To test in vivo the enzymatic activity of ChbF on diacetyl-chitobiose-P, E. coli ΔchbG::kan was transformed with a plasmid that allows IPTG-inducible expression of the ChbBCA-PTS. Since under these conditions, due to the missing ChbR coactivator, the natural induction of the chb operon does not occur, we expected the accumulation of diacetyl-chitobiose-P, when grown overnight in M9 CAA minimal medium supplemented with diacetyl-chitobiose. Accordingly, diacetyl-chitobiose-P (M+H)⁺ m/z = 505.1429 accumulated in the cytosolic fraction (Fig. 6a). Intriguingly, ChbF is not able to digest this compound (Fig. 6b), which confirms the inability of ChbF to take substrates with an N-acetyl group at the non-reducing end. Notably, as seen throughout in the accumulation studies, also here phosphorylated and non-phosphorylated saccharide represented the major accumulation product. This further suggests the action of a phosphatase that partially dephosphorylates the accumulation product GlcNAc6P-GlcNAc.

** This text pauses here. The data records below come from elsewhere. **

PR #14025, opened 2026-06-01
feat(cli): beginnings of cli revamp (commit2/move2/squash2)

davidpdrsn:
This adds documentation for the revamped CLI commands that @slarse and I are working on.

It also adds a POC `but commit2` command with a test. The new commands are hidden and requires building but with `--features but-2`. We'll do that in nightly but not in stable releases. This required a few CI tweaks.

### DIFF
--- a/.github/workflows/push.yaml
+++ b/.github/workflows/push.yaml
@@ -300,6 +300,8 @@ jobs:
           rm cargo-nextest.tar.gz
       - name: Run workspace tests
         run: cargo nextest run --workspace --exclude gitbutler-tauri --exclude but-api-macros-tests --profile ci
+      - name: Run experimental cli command tests
+        run: make test-but-2
       - name: Run doctests
         run: cargo test --doc --workspace --exclude gitbutler-tauri --exclude but-api-macros-tests
       - name: Upload results to Buildkite Test Engine
--- a/Makefile
+++ b/Makefile
@@ -42,6 +42,16 @@ check-modern-but:
 test-modern-but:
 	cargo test -p but --no-default-features
 
+# Lint: `but` with new experimental commands.
+.PHONY: clippy-but-2
+clippy-but-2:
+	cargo clippy -p but --features but-2 -- -D warnings
+
+# CI executes this to test a version of `but` with new experimental commands.
+.PHONY: test-but-2
+test-but-2:
+	cargo test -p but --features but-2
+
 # Run all tests in the entire workspace and show all failures in the end.
 .PHONY: nextest
 nextest:
--- a/crates/but/Cargo.toml
+++ b/crates/but/Cargo.toml
@@ -41,6 +41,8 @@ legacy = [
 ]
 # Feature that enables profiling related features of the TUI.
 tui-profiling = []
+# Enables new experimental CLI commands that'll eventually replace old commands
+but-2 = []
 
 [dependencies]
 but-core.workspace = true
--- a/crates/but/but-cli-revamp/branch-new.md
+++ b/crates/but/but-cli-revamp/branch-new.md
@@ -1,0 +1,170 @@
+```
+but branch new <name>?
+but branch new -A/--above <commit or branch>
+but branch new -B/--below <commit or branch>
+but branch new --format human/json/shell
+```
+
+Example baseline
+```
+┊╭┄op [top]
+┊●   20e235d six
+┊●   e28a167 five
+┊│
+┊├┄mi [middle]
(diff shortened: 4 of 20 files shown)


cli-revamp/commit-alt.md
```diff
@@ -0,0 +1,335 @@
...
+┊●   f3e56a9 some commit (no changes)
+┊●   NEW COMMIT GOES HERE
+┊│
+┊├┄i0 [middle]
+┊●   b440dea add bar-1.txt
+┊│
+┊├┄fo [bottom]
+┊●   9cd3abf add foo.txt
+├╯
+```
```
slarse: This feels inconsistent with `--above` as this actually places the commit "inside" the branch. It's rather at the bottom of the branch, than below it. I'm also a bit concerned about the possibility of non-linear segments causing ambiguity as to where to place the commit.

Another concern that I have is the utility of it. To me, the most useful thing to do is to insert at the head of a branch, and it's unclear how to do that here. While you can do `--above <head_commit>`, that's not super nice because `<head_commit>` is a moving target. If I want to insert two commits at the head of a branch, I need to do `but commit --below <head_commit>` and `but commit --below <new_head_commit>`. It doesn't seem smooth.

I think we should take this to a broader audience to get some more input.

> Note: When considering `but move` and `but commit` in conjunction, I think the argument that `--below` should treat the branch as a bucket becomes pretty strong, but I'm still hesitant about the details.

cli-revamp/commit.md
```diff
@@ -0,0 +1,350 @@
...
+but commit --format json/shell
+```
+
+These examples all assume we remove staging/assigments. The rational that if
+deciding what to commit is easy and commits are easy to mutate, then you don’t
+need staging
+
+# Questions
+
+- Are commit messages required?
```
slarse: IMO no, but I think there should be a flag to leave the message empty, as suggested below with `--no-edit`.

In most cases, no commit message is a mistake on the user's part.

cli-revamp/commit.md
```diff
@@ -0,0 +1,350 @@
...
+- If you save and quit the commit message without writing a message what happens?
```
slarse: Abort the commit. It would be very unexpected to me that it would proceed with the commit with an empty message.

cli-revamp/commit.md
```diff
@@ -0,0 +1,350 @@
...
+- Can you commit without a message and without opening the editor, like `git commit --no-edit`?
```
slarse: Yes.

cli-revamp/move.md
```diff
@@ -0,0 +1,258 @@
...
+┊●   0db9c35 three
+┊│
+┊├┄fo [bottom]
+┊●   9cd3abf two
+┊●   58f9cc1 one
+├╯
+```
+
+## Moving commits
+but move 0db9c35 --target top
```
slarse: I think maybe `--into` (or similar synonym) is more descriptive and contrasts more clearly to `--above` and `--below`.

```suggestion
but move 0db9c35 --into top
```

This also speaks for the fact that `--below <branch>` should be at the bottom of/below the branch, as otherwise `--into <branch>` and `--below <branch>` will have the same meaning, which is strange.

I'm also wondering, could it be optional s.t. we assume that the last argument is the `--into` target? I.e. these two being equivalent.

```suggestion
but move 0db9c35 top
but move 0db9c35 --into top
```

I think that'd be nicer overall.

cli-revamp/move.md
```diff
@@ -0,0 +1,258 @@
...
+
+Can you do `but move f3e56a9 --target zz` to create a uncommit?
+
+Can you move all the commits on a branch, without moving the branch itself?
+
+Can you specify commit ranges?
+
+Can you do `but move f3e56a9 --after top --branch bar` to create a new branch?
+
+Can you mix sources like `but move f3e56a9 middle`?
```
slarse: Spontaneous answer is no. I think it opens up for a lot of nonsense input possibilities and utility seems questionable. Just allowing multiple sources (which I think is implied) is complex enough without them being of different types.

crates/but/but-cli-2-0/patterns.md
```diff
@@ -0,0 +1 @@
+- Avoid `--x` and `--no-x` flags
```
slarse: What do we prefer?

* `-x` and `-X`?
* `-x=[true|false]`?
* ?

krlvi (approved):

PR #14026, opened 2026-06-01
Use CodeView

samhh:
https://diffs.com/docs#codeview

This performs substantially better with large diffs. At this point our biggest performance bottleneck is our unvirtualised files list, as per the speedup when it’s toggled closed.

If we’re using Pierre then this is very likely how we’ll want to consume the library. I'd rather adopt it earlier than later as it may have implications for how we approach implementation, UX tradeoffs, etc.

This change drops the minimal custom styling we had for file headers (I haven't bothered removing the CSS). We can reintroduce that later when the design is more settled.

### DIFF
--- a/apps/lite/ui/src/routes/project/$id/workspace/DetailsPanel.tsx
+++ b/apps/lite/ui/src/routes/project/$id/workspace/DetailsPanel.tsx
@@ -30,7 +30,7 @@ import { OperationSourceC } from "#ui/routes/project/$id/workspace/OperationSour
 import { useAppDispatch, useAppSelector } from "#ui/store.ts";
 import { classes } from "#ui/components/classes.ts";
 import { Tooltip } from "@base-ui/react";
-import { DiffHunk, HunkHeader, TreeChange, UnifiedPatch } from "@gitbutler/but-sdk";
+import { HunkHeader, TreeChange, UnifiedPatch } from "@gitbutler/but-sdk";
 import { PatchDiff, Virtualizer } from "@pierre/diffs/react";
 import { useSuspenseQueries } from "@tanstack/react-query";
 import { useParams } from "@tanstack/react-router";
@@ -64,23 +64,6 @@ const patchHeaderForChange = (change: TreeChange, lineEnding: string): string =>
 		Match.exhaustive,
 	);
 
-const hunkKey = (hunk: HunkHeader): string =>
-	`${hunk.oldStart}:${hunk.oldLines}:${hunk.newStart}:${hunk.newLines}`;
-
-const Hunk: FC<{
-	change: TreeChange;
-	hunk: DiffHunk;
-}> = ({ change, hunk }) => (
-	<PatchDiff
-		patch={`${patchHeaderForChange(change, lineEndingForDiff(hunk.diff))}${hunk.diff}`}
-		options={{
-			diffStyle: "unified",
-			themeType: "system",
-			disableFileHeader: true,
-		}}
-	/>
-);
-
 const FileDiff: FC<{
 	change: TreeChange;
 	diff: UnifiedPatch | null;
@@ -99,8 +82,15 @@ const FileDiff: FC<{
 			return (
 				<ul>
 					{hunks.map((hunk) => (
-						<li key={hunkKey(hunk)}>
-							<Hunk change={change} hunk={hunk} />
+						<li key={`${hunk.oldStart}:${hunk.oldLines}:${hunk.newStart}:${hunk.newLines}`}>
+							<PatchDiff
+								patch={`${patchHeaderForChange(change, lineEndingForDiff(hunk.diff))}${hunk.diff}`}
+								options={{
+									diffStyle: "unified",
+									themeType: "system",
+									disableFileHeader: true,
+								}}
+							/>
 						</li>
 					))}
 				</ul>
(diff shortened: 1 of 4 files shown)


apps/lite/ui/src/routes/project/$id/workspace/DetailsPanel.tsx
```diff
@@ -55,160 +40,103 @@ const patchHeaderForChange = (change: TreeChange, lineEnding: string): string =>
...
+				].join(lineEnding) + lineEnding,
 		),
+
 		Match.when(
 			{ type: "Rename" },
-			({ subject }) => `--- ${subject.previousPath}${lineEnding}+++ ${change.path}${lineEnding}`,
+			({ subject }) =>
+				[
+					`diff --git a/${subject.previousPath} b/${change.path}`,
+					"similarity index 99%",
```
samhh, line 78: This should be 100% for renames with no changes (a "pure rename"). Likewise we're not currently passing every type of patch through to Pierre. I'd like to solve that on another day.

samhh:
This PR isn't 100% cooked but if approved I'd rather merge now to avoid conflicts and deal with what's missing tomorrow. 🙂

OliverJAsh:
How will we support drag and drop for files and hunks in the diff view? I think that is a pretty important factor (along with keyboard selection) as to how we render diffs.

(Previously this was already working via `OperandSourceC`.)

> rather merge now to avoid conflicts

Skill issue 😉 You need to master the conflicts! Mergiraf to the rescue.

samhh:
lol true. Not much time to code today and I wanted to squeeze this in before heading offline.

For drag and drop I imagine the escape hatch we'll use is `onPostRender`, I had a POC for this pre-`CodeView`. We'll need to hook some stuff up inside the library's shadow DOM. There are other, simpler APIs we can use for styling.

For context that prior experiment was aimed at using file diffs instead of hunk diffs, to avoid what I believe they mention here: [https://pierre.computer/writing/on-rendering-diffs#:\~:text=There%20was%20still%20a%20lot%20of%20O(n×m)%20complexity%2C%20high%20memory%20usage%2C%20and%20virtualization%20blanking.](<https://pierre.computer/writing/on-rendering-diffs#:~:text=There%20was%20still%20a%20lot%20of%20O(n%C3%97m)%20complexity%2C%20high%20memory%20usage%2C%20and%20virtualization%20blanking.>)

OliverJAsh:
I also wonder about selection (up/down) for hunks and files. That's a really important feature that might be fundamentally at odds with this library. 😬 I hope not.

apps/lite/ui/src/routes/project/$id/workspace/DetailsPanel.tsx
```diff
@@ -64,77 +57,50 @@ const patchHeaderForChange = (change: TreeChange, lineEnding: string): string =>
...
-const FileDiff: FC<{
-	change: TreeChange;
-	diff: UnifiedPatch | null;
-}> = ({ change, diff }) =>
-	Match.value(diff).pipe(
-		Match.when(null, () => <div>No diff available for this file.</div>),
-		Match.when({ type: "Binary" }, () => <div>Binary file (diff not available).</div>),
-		Match.when({ type: "TooLarge" }, ({ subject }) => (
-			<div>Diff too large ({subject.sizeInBytes} bytes).</div>
-		)),
```
OliverJAsh, line 143: Do we not need to handle these anymore? 🤔 Especially curious about `TooLarge`.

OliverJAsh:
Another thing that might be related: we still need to reset scroll when changing outline selection. (We don't need to do it when changing file selection because as discussed we're planning to have one scroller for all files.)

samhh:
I can mentally picture how we'd achieve selections even if it's not first-class supported by the library; we own the state, we can manipulate styling, the library natively supports line selection and adjusting scroll position.

Resetting scroll appears to be unaffected by this PR. Scroll position is retained for the same scope of work on modification e.g. changes in worktree, as per the ID + version combo.

OliverJAsh:
I think we also need to consider accessibility for selections, which probably means we need some control of the DOM. For outline and files we use the treeview pattern.

samhh:
Performance is an accessibility concern as well.

apps/lite/ui/src/routes/project/$id/workspace/DetailsPanel.tsx
samhh: We do, but I'm feeling we can put this off until later. If the library doesn't have anything for e.g. blobs then we can inject our own entries at the top or bottom as a workaround.

samhh: I've added support for file headers in the diff for binaries. The other two scenarios are curious and need revisiting in any case.

amadeus:
Hey just randomly came across this (dev behind CodeView/diffs). I tried to figure out how to render the diffs in gitbutler (both stable and nightly, but couldn't figure out how). Regardless though, please let me know if there are any feature requests/issues you guys have with implementation so I can make sure i take a closer look!

samhh:
> Hey just randomly came across this (dev behind CodeView/diffs). I tried to figure out how to render the diffs in gitbutler (both stable and nightly, but couldn't figure out how). Regardless though, please let me know if there are any feature requests/issues you guys have with implementation so I can make sure i take a closer look!

Hey! 👋 

We're using diffs in a new workspace (`apps/lite`) that will become a future version of GitButler's GUI. Something very roughly like this should get you up and running if you were curious:

```console
$ pnpm install
$ pnpm -F @gitbutler/but-sdk build
$ pnpm dev:lite
```

Though for now you'll also need to add a repo/project outside of this app. I can't remember the fastest way to do that. cc @OliverJAsh 

We've raised a couple of tickets on your side already, I'm sure you'll come to recognise our avatars 😛 thanks for popping by!

PR #14027, opened 2026-06-01
Lite: use default cursors for buttons

OliverJAsh:
As discussed. @PavelLaptev to remove from design-core.


PavelLaptev:
@OliverJAsh looks good. I’ll also include a commit here with the updated `design-core` and let’s merge it.

PR #12169, opened 2026-02-03
WIP: Auto resolving pick bases

Caleb-T-Owens:

PR #14032, opened 2026-06-02
but-rebase: cherry pick writes out gb merge conflicts

estib-vega:
`cherry_pick` writes out a GitButler conflicted-trees commit under the circumstance of it being a ‘conventional merge commit':
- Having exactly two parents
- Being empty
  
This allows us to use the existing representation of conflicted commits.

---

### Notes for the reviewer

I encountered this while testing remote-branch integration strategies in which merging the remote into the local branch would result in a conflict.
As it was, this would result in an error instead of a gb-managed conflict:
```
Failed to merge bases while cherry picking commit ...
Encountered a conflict while merging the commit's new bases: local, remote.
```

### Root cause

Given a commit X with initial parents Y,Z and a destination parents A,B (we want to rebase X on top of A,B).
What `cherry_pick` does is to calculate the merge tree of Y+Z = N and the merge tree of A+B = M, so that we can use N as the 'base' M as the 'ours' side and X as the 'theirs' side for merging.

The issue was that if the destination parents (A + B) resulted on a conflict, we would raise an error.
What we'd want to happen is to write the auto-resolution tree into that commit instead.
The only **caveat** is that we can only do that for the specific case of a 'classic' merge commit: 
The tree of X must be the empty tree and the destination parents must be exactly 2.

### Things to consider
This makes the PR a bit more *magical* in that we handle a very specific scenario in a special way.
I think this is ok since the merge-commit scenario itself is special and should be handled that way.

The *more-correct* way of solving this would be to extend the way we represent conflicts to support N-sides of conflicts.

### Effects of this PR

Integrating the latest target into a stack, that results in a conflict doesn't fail, but it writes a conflicted commit that we can later resolve.

### DIFF
--- a/crates/but-rebase/src/graph_rebase/cherry_pick.rs
+++ b/crates/but-rebase/src/graph_rebase/cherry_pick.rs
@@ -80,9 +80,28 @@ pub enum PickMode {
 /// Except in the case where X is conflicted. In that case we then make use of
 /// X's "base" sub-tree as the base.
 ///
-/// `pick_mode` - controls how to determine if a commit should be cherry-picked.
-/// `tree_merge_mode` - controls how parent trees are merged for merge commits.
-/// `sign_commit` - controls how the resulting commit is signed.
+/// Special case: when a synthetic merge template has no original parents, an
+/// empty tree, and exactly two new parents whose trees conflict with each
+/// other, we materialize that conflict as a GitButler conflicted merge commit
+/// instead of returning [`CherryPickOutcome::FailedToMergeBases`].
+///
+/// `repo`
+/// The repository that owns `target`, `ontos`, and any newly written commit or tree objects.
+///
+/// `target`
+/// The commit to cherry-pick, possibly including conflicted-tree metadata or a synthetic merge template.
+///
+/// `ontos`
+/// The parent commits that `target` should be replayed onto in the result graph.
+///
+/// `pick_mode`
+/// Controls whether the cherry-pick may short-circuit to identity or must recreate the commit.
+///
+/// `tree_merge_mode`
+/// Controls how parent trees are merged while constructing merge-commit bases and ontos.
+///
+/// `sign_commit`
+/// Controls whether the newly written commit should be signed.
 pub fn cherry_pick(
     repo: &gix::Repository,
     target: gix::ObjectId,
@@ -123,11 +142,6 @@ pub fn cherry_pick(
             // by the ontos & parents comparison or the PickMode::Force case.
             Ok(CherryPickOutcome::Identity(target.id.detach()))
         }
-        // TODO(cto): We can handle the specific case where (the base is
-        // _not_ conflicted & the ontos _is_ conflicted & the target == base
-        // & ontos.len() == 2) by writing out the ontos conflict as a
-        // conflicted merge commit, without expanding our conflict
-        // representation.
         (MergeOutcome::Conflict { commits: bases }, MergeOutcome::Conflict { commits: ontos }) => {
             Ok(CherryPickOutcome::FailedToMergeBases {
                 base_merge_failed: true,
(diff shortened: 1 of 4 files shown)


crates/but-rebase/src/graph_rebase/cherry_pick.rs
```diff
@@ -142,12 +156,26 @@ pub fn cherry_pick(
...
-        }),
+        (_, MergeOutcome::Conflict { commits }) => {
+            if let Some(outcome) = maybe_materialize_conflicted_onto_merge(
+                repo,
+                &target,
+                ontos,
+                &base_t,
+                target_t.detach(),
+                tree_merge_mode,
+                sign_commit,
```
estib-vega, line 167: If the onto merge is conflicted, and the target is empty, we write the GB-managed conflicted commit.

crates/but-workspace/tests/workspace/upstream_integration.rs
```diff
@@ -321,3 +323,104 @@ fn diamond_partially_content_integrated_merge() -> Result<()> {
...
+
+    insta::assert_snapshot!(visualize_commit_graph_all(&repo)?, @r"
+    * 379fa91 (HEAD -> gitbutler/workspace) GitButler Workspace Commit
+    *   9b4efdf (A) [conflict] Merge refs/remotes/origin/A into merge
+    |\  
+    | * f03fc2c (origin/A, new-origin) remote change in A 1
+    * | 61c4a24 local change in A 1
+    |/  
+    * 2b73dee (origin/main, main) init-integration
+    ");
```
estib-vega, line 378: This change allows the upstream integration to write out conflicted commits that we can resolve

crates/but-rebase/src/graph_rebase/cherry_pick.rs
```diff
@@ -190,6 +218,98 @@ pub fn cherry_pick(
...
+    {
+        return Ok(None);
+    }
+
+    let Some(base_commit_id) = merge_base(repo, ontos[0], ontos[1])? else {
+        return Ok(None);
+    };
+    let base_tree_id = but_core::Commit::from_id(base_commit_id.attach(repo))?
+        .tree_id_or_auto_resolution()?
+        .detach();
```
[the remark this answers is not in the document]
estib-vega: Done

Caleb-T-Owens:
Nice PR!

In the case where we're cherrypicking a merge commit that doesn't have any contents, this works well.

I'm wondering how it handles the case where the merge commit contains some additional changes.

A scenario could be:

```
* X: foo.txt: x
|\
* | B: foo.txt: b
| * A: foo.txt: a
|/
| * C: foo.txt: c
|/
* Base: foo.txt: A
```

We rebase $X$ from it's original parents $B$ and $A$, onto $A$ and $C$.

With your algorithm, are we going to end up with $X'$ containing `foo.txt: c`?

I tried something similar here https://github.com/gitbutlerapp/gitbutler/pull/12169/changes but ran into issues when the number of bases changed.

estib-vega:
> I'm wondering how it handles the case where the merge commit contains some additional changes.
>

@Caleb-T-Owens It wouldn't haha, it very specifically checks whether the onto is exactly 2 parents and the target commits is empty

crates/but-rebase/src/graph_rebase/cherry_pick.rs
```diff
@@ -190,6 +218,93 @@ pub fn cherry_pick(
...
+    let empty_tree = gix::ObjectId::empty_tree(repo.object_hash());
+    if !matches!(base_t, MergeOutcome::NoCommit)
+        || target.is_conflicted()
+        || !target.parents.is_empty()
+        || target_tree_id != empty_tree
+        || ontos.len() != 2
+        || tree_merge_mode != TreeMergeMode::WithRenames
+    {
+        return Ok(None);
+    }
```
estib-vega, line 267: This is the conditions that would make it **not** write the GB conflicted commit

Caleb-T-Owens (approved):
Makes sense

PR #14033, opened 2026-06-02
but gui: open project in a new window

estib-vega:
Add the ability to open a project in a new window from the but CLI.

Usage:
```
but gui -n [path/to/my/project]
but gui --new-window [path/to/my/project]
```

### DIFF
--- a/crates/but-path/src/lib.rs
+++ b/crates/but-path/src/lib.rs
@@ -195,7 +195,11 @@ impl AppChannel {
     ///
     /// Note: On Linux, we don't have a good way of distinguishing between channels in the installed
     /// binaries, so we always just resolve `gitbutler-tauri`.
-    pub fn open(&self, possibly_project_dir: &std::path::Path) -> anyhow::Result<()> {
+    pub fn open(
+        &self,
+        possibly_project_dir: &std::path::Path,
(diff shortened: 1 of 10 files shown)


crates/but-path/src/lib.rs
```diff
@@ -210,10 +214,11 @@ impl AppChannel {
             .as_millis();
 
         let url = format!(
-            "{}://open?path={}&t={}",
+            "{}://open?path={}&t={}&new_window={}",
```
slarse, line 217: Snake case in query param is kind of odd.

slarse (approved):

crates/but-path/src/lib.rs
estib-vega: Is that not the default 😮 ?

slarse: Maybe we do that? Because of the prevalence of TS/JS in web, query parameters are (in my experience) most often camelCased. Like keys in JSON objects tend to be camelCase (same reason).

It really doesn't matter, though, I regret wasting braincells even making that comment.

Ship it!

AndrewMast:
Thanks, I appreciate y'all getting this done so fast!

PR #14034, opened 2026-06-02
fix id_for_tree_diff: Don't deref the in-memory

estib-vega:
Changing that argument to &repo.objects keeps the full object proxy in
use. That means `gix::diff::tree()` can resolve both persisted objects
and dry-run overlay objects, so workspace preview generation can diff
conflicted commits without requiring preview-only trees to be
materialized into the real repository.

--- 

This fixes an issue in which merge-conflict trees written in dry-run are found even if they don't reference an existing tree already

### DIFF
--- a/crates/but-workspace/src/changeset.rs
+++ b/crates/but-workspace/src/changeset.rs
@@ -7,7 +7,6 @@
 use std::{
     borrow::Borrow,
     collections::{HashMap, HashSet, VecDeque, hash_map::Entry},
-    ops::Deref,
     time::Duration,
 };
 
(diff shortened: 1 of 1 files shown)


Caleb-T-Owens (approved):

estib-vega:
I found this because of this new functionality: https://github.com/gitbutlerapp/gitbutler/pull/14032

Now that we can write the conflicted trees of a merge, we need to be able to find those in the in-memory repo

crates/but-workspace/src/changeset.rs
```diff
@@ -723,7 +722,7 @@ fn id_for_tree_diff(
         ),
         gix::objs::TreeRefIter::from_bytes(&rhs_tree.data, repo.object_hash()),
         &mut state,
-        repo.objects.deref(),
+        &repo.objects,
```
Byron, line 725: Very subtle!
And something I will try to remember - previously I wasn't really aware of differences between `&` and `.deref()`, even though it makes sense that the latter can have a custom implementation which isn't necessarily triggered (i.e. auto-deref) by `&` if `&T` already implements what's needed.

PR #14037, opened 2026-06-02
feat(GB-1121): add sign-on-push functionality

slarse:
Picking up sign-on-push again!

This is just a starting point and by no means done, I just want a basis for conversation.

Will add some comments on things to discuss tomorrow.

### DIFF
--- a/crates/but-workspace/src/commit/sign_commits.rs
+++ b/crates/but-workspace/src/commit/sign_commits.rs
@@ -1,0 +1,69 @@
+//! An action to forcibly sign all commits on a branch.
+
+use std::borrow::Borrow;
+
+use anyhow::Result;
+use but_core::{RefMetadata, commit::SignCommit};
+use but_graph::CommitFlags;
+use but_rebase::graph_rebase::{
+    Editor, GraphEditorOptions, Pick, Step, SuccessfulRebase, cherry_pick::PickMode,
+};
+use gix::prelude::ObjectIdExt;
+
+/// The result signing all commits on a branch.
+#[derive(Debug)]
+pub struct SignCommitsOutcome<'ws, 'meta, M: RefMetadata> {
+    /// A successful rebase result for continuing operations. This will be always provided
+    /// regardless of whether any commits were signed.
+    pub rebase: SuccessfulRebase<'ws, 'meta, M>,
+}
+
+/// Sign all commits on the branch.
+///
+/// If all commits are already signed, this is a NOOP.
+pub fn sign_commits<'ws, 'meta, M: RefMetadata>(
+    ref_name: impl Borrow<gix::refs::FullNameRef>,
+    repo: &gix::Repository,
+    workspace: &'ws mut but_graph::Workspace,
+    meta: &'meta mut M,
+) -> Result<SignCommitsOutcome<'ws, 'meta, M>> {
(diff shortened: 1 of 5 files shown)


crates/but/src/args/push.rs
```diff
@@ -11,6 +11,9 @@ pub struct Command {
     /// Bypass pre-push hooks
     #[clap(long = "no-hooks", visible_alias = "no-verify")]
     pub no_hooks: bool,
+    /// Sign commits before pushing
+    #[clap(long, default_value_t = false, hide = true)]
+    pub sign_commits: bool,
```
slarse, line 16: I don't think this is what we wanna do, rather it should be setting in Git-config. But potentially we could start here for experimentation purposes while I dogfood the feature.

crates/but/src/command/legacy/push.rs
```diff
@@ -57,9 +61,9 @@ pub async fn handle(
         return handle_dry_run(ctx, &args.branch_id, out);
     }
 
-    let guard = ctx.shared_worktree_access();
-    let perm = guard.read_permission();
-    let id_map = IdMap::new_from_context(ctx, None, perm)?;
+    let mut guard = ctx.exclusive_worktree_access();
+    let perm = guard.write_permission();
+    let id_map = IdMap::new_from_context(ctx, None, perm.read_permission())?;
```
slarse, line 70: We need exclusive access to be able to create a mutable workspace to sign commits.

crates/but-workspace/src/commit/sign_commits.rs
```diff
@@ -0,0 +1,69 @@
...
+            let mut pick = Pick::new_pick(graph_commit.id);
+            pick.sign_commit = SignCommit::Yes;
+            pick.pick_mode = PickMode::Force;
+            editor.replace(selector, Step::Pick(pick))?;
+        }
+    }
+
+    let rebase = editor.rebase()?;
+    Ok(SignCommitsOutcome { rebase })
+}
```
slarse, line 69: This represents what I want to do, but I'm not sure where to put this or how to split this. I can't pass _in_ an editor both because I also need the graph to resolve the segment, but also because the editor must be instantiated in a particular way (`SignCommit::Yes`) for this to work as expected. So passing in an editor seems like the wrong thing to do; if it's not instantiated correctly the result won't be the expected one.

So while on the one hand I want to split this into "find" and "execute", I don't think it's the right way to go about it and this should probably be just a single, isolated operation.

crates/but/src/command/legacy/push.rs
```diff
@@ -663,6 +669,16 @@ fn push_single_branch_impl(
...
 
+    if args.sign_commits {
+        let (repo, mut ws, _db) = ctx.workspace_mut_and_db_with_perm(perm)?;
+        let mut meta = ctx.meta()?;
+        let ref_name: gix::refs::FullName = format!("refs/heads/{branch_name}").try_into()?;
+        let outcome =
+            but_workspace::commit::sign_commits::sign_commits(ref_name, &repo, &mut ws, &mut meta)?;
+
+        outcome.rebase.materialize()?;
+    }
```
slarse, line 644: Probably need to fetch here to minimize the risk of signing already integrated commits.

PR #14046, opened 2026-06-03
Add undo/redo to native menu bar

OliverJAsh:
Closes GB-1531


samhh:
I still feel like this isn't very relevant to dogfooding and it'd be easier to put it off until we're revisiting commands. Don't mind if you'd rather merge though!

PR #14051, opened 2026-06-03
Replace legacy CLI stack APIs with head info

krlvi:
image


Byron:
This is a great step in the right direction @krlvi.

I just wanted to mention that we should use the `ctx.ws` (`but_graph::Workspace`) types where possible. And for code that is only interested in what a workspace generally looks like, this is the case.
That way, only the 'minimal' and most stable data-type is used, avoiding `head_info()`  which can easily trigger long-running operations which aren't cached and generally are still to be figured out beyond the PoC that we have done some time ago.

E. coli ChiA was previously characterized as an endo-chitinase, since it cleaved the artificial chitinase substrate 4-methylumbelliferyl (4-MU)-(GlcNAc)₃ but not 4-MU-GlcNAc [Francetic et al., 2000a]. Furthermore, in the latter report, ChiA was described as a bifunctional chitinase/lysozyme, on the basis of its ability to cleave ethylene-glycol chitin (EGC), which is a common lysozyme substrate [Wang and Chang, 1997]. We aimed to re-evaluate the enzyme’s specificity using natural substrates, chitin (-oligomers), chitosan (-oligomers), and peptidoglycan, and thus expressed and purified ChiA as a polyhistidine-tagged recombinant protein. Hydrolysis of 4-MU-(GlcNAc)₃ (Sigma-Aldrich) was confirmed with the recombinant protein (data not shown). A preferred substrate of chitinases is colloidal chitin, which was prepared by the acetylation of low molecular weight chitosan (<3 kDa in size; obtained from Carbosynth). ChiA was able to cleave colloidal chitin yielding diacetyl-chitotriose and triacetyl-chitotriose (Fig. 7b), whereas an endo-chitinase from Streptomyces griseus, in contrast, almost exclusively yielded diacetyl-chitobiose (Fig. 7c). That ChiA releases dimers and trimers in approximately equal amounts could be due to the fact that the enzyme features five chitin-binding type-3 domains which mediate binding to the glycan chains. To understand whether ChiA requires acetylated sugars, we incubated it with chitosan oligomers up to 3 kDa in size. The oligomer mix contained large amounts of chitotriose and chitotetraose and smaller amounts of chitobiose (Fig. 8a). Incubation with ChiA did not result in the release of small chitosan-oligosaccharides, but released significant amounts of diacetyl-chitotriose (Fig. 8b). As the diacetyl-chitotriose product of ChiA could not be further cleaved by the exo-N-acetylglucosaminidase NagZ from B. subtilis, we suggest the diacetyl-chitotriose product of ChiA is composed of GlcN-(GlcNAc)₂. These data indicate that ChiA is able to cleave particular bonds within polymeric, acetylated chitosan releasing products that have GlcNAc at the reducing end. As a positive control, the chitosanase Csn from B. subtilis was cloned, expressed, and purified and the digestion was performed according to the conditions described [Rivas et al., 2000]. After incubation of the chitosan oligomers with Csn an increased amount of chitobiose could be measured, while chitotetraose was completely digested (Fig. 8c).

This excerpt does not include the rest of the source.